Tag team would be more interesting if you could switch fighters out only during in between rounds. Some interesting strategies could develop. Start off with the cardio freak who just wrestles like crazy and wears them out, then during second or third round send in the knockout artist to finish the job. Even if one guy is knocked out or submitted the other one could try to finish both guys after. 

I guess my idea isn't quite tag team but I really don't see tag team working out in a sport like this.


----------



## MILFHunter947 (Jan 30, 2010)

LOOOOOOOOOOOOOOOOL @ both of the vids loool


----------



## elardo (Jul 8, 2007)

I think that poser's Addiction t-shirt sums everything up about these winners.


----------



## Machida Karate (Nov 30, 2009)

elardo said:


> I think that poser's Addiction t-shirt sums everything up about these winners.


lol to that


----------



## Chileandude (Jan 17, 2008)

HitOrGetHit said:


> Next up, The Royal Rumble!!! 10 men in the cage, last one in at the end wins!!! I pick Brock Lesnar! I am pretty sure he can toss most fighters over the cage!

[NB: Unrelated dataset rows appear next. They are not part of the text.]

PR #689, opened 2019-05-24
add new option to open modem edit page in a new tab from the topograp…

aalabed:


schmto:
Thx for this wonderful adaption, i will approve it when
1. styleci issues are fixed:
  https://github.styleci.io/analyses/qJQd9Q?utm_campaign=vcs-integration-link&utm_medium=referral&utm_source=github-build-link
You should be able to just push the offered changes towards your tree and PR checks should be green
2. @cschra or @NinoRy  also approve.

Wait, wasn't the royal rumble last night??



MUST


STEAL


FROM


DEVIL


MCMAHON


----------



## ZENKI1 (Apr 19, 2009)

Ive never seen this Sando shit before.. Ive seen tag team stuff before.. lol... That Sando looks awesome tho... lol


----------



## mohod1982 (Oct 15, 2006)

This crap isn't MMA, it's a disgrace to combat sports.


----------



## Johnni G (Dec 2, 2009)

it actually looks action packed  But completely unfair


----------



## Xerxes (Aug 14, 2008)

This topic doesnt pertain to the UFC. Moving it to the general section.


----------